> Work instruction:
Copy out each line in the material below that has the word "also".

> Extracted data:

PR #6209, opened 2022-03-15
create env var and logic for FULLSCREEN auth dialog

### LINKED ISSUE #6204: Make authentication popup configurable in ENV vars
A recent customer using Keycloak as their authentication provider for SAML recently asked could we increase the size of the authentication popup as users have to scroll everytime they login via SSO, (see image below)

image
(customer information hidden)

A/C:

- [ ] ENV var called UI_AUTH_FULLSCREEN (true full screen the auth popup, false, normal size)

adaniels-parabol:
Resolves #6204 this was requested by non Parabol SaaS users as they had to scroll. On the public SaaS Parabol UI_AUTH_FULLSCREEN would be set to false

### DIFF
--- a/packages/client/types/modules.d.ts
+++ b/packages/client/types/modules.d.ts
@@ -28,6 +28,7 @@ interface Window {
     AUTH_INTERNAL_ENABLED: boolean
     AUTH_GOOGLE_ENABLED: boolean
     AUTH_SSO_ENABLED: boolean
+    UI_AUTH_FULLSCREEN: boolean
   }
 }
 declare type Json = null | boolean | number | string | Json[] | {[key: string]: Json}
--- a/packages/client/utils/getOAuthPopupFeatures.ts
+++ b/packages/client/utils/getOAuthPopupFeatures.ts
@@ -1,3 +1,4 @@
+
 interface Box {
   width: number
   height: number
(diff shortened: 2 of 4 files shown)


mattkrick:
@Dschoordsch had the great idea of having the Auth screen persist the window dimensions to local storage. that way, on subsequent visits they'll get the window to open at the right size. proposing we move in that direction 

AC
- [ ] the SAMLRedirect component persist its coords to local storage before it calls postMessage
- [ ] before opening a SAML auth popup, local storage is checked for coords & those are used, if available & validated

ragingpastry:
Hello @mattkrick  ! 

I am one of the requestors of this change. While I agree that persisting the window dimensions to local storage would be great, the main driver of this request was to make the initial login for users a little less cumbersome and funny looking. Currently the pop-up window is very tiny and looks quite strange. 

Would it be possible to have the pop-up window resize dynamically based on the size of the page?

Dschoordsch:
@ragingpastry It is not possible to resize the window according to the content because we don't know the content when we create the popup. I think it would be safe to increase the popup size for everyone in general since there are multiple use cases where it requires scrolling and I think that would be safe to try. Right now it looks like the popup is sized the same as the login form, but that also looks quite lost on a big screen.

Right now the popup is 385x550 and I think we could safely increase it to 600x800 on desktop. This size should also be used for the OAuth popups.

Dschoordsch:
Closing, we should handle it properly in #6488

> Response box:
@ragingpastry It is not possible to resize the window according to the content because we don't know the content when we create the popup. I think it would be safe to increase the popup size for everyone in general since there are multiple use cases where it requires scrolling and I think that would be safe to try. Right now it looks like the popup is sized the same as the login form, but that also looks quite lost on a big screen.
Right now the popup is 385x550 and I think we could safely increase it to 600x800 on desktop. This size should also be used for the OAuth popups.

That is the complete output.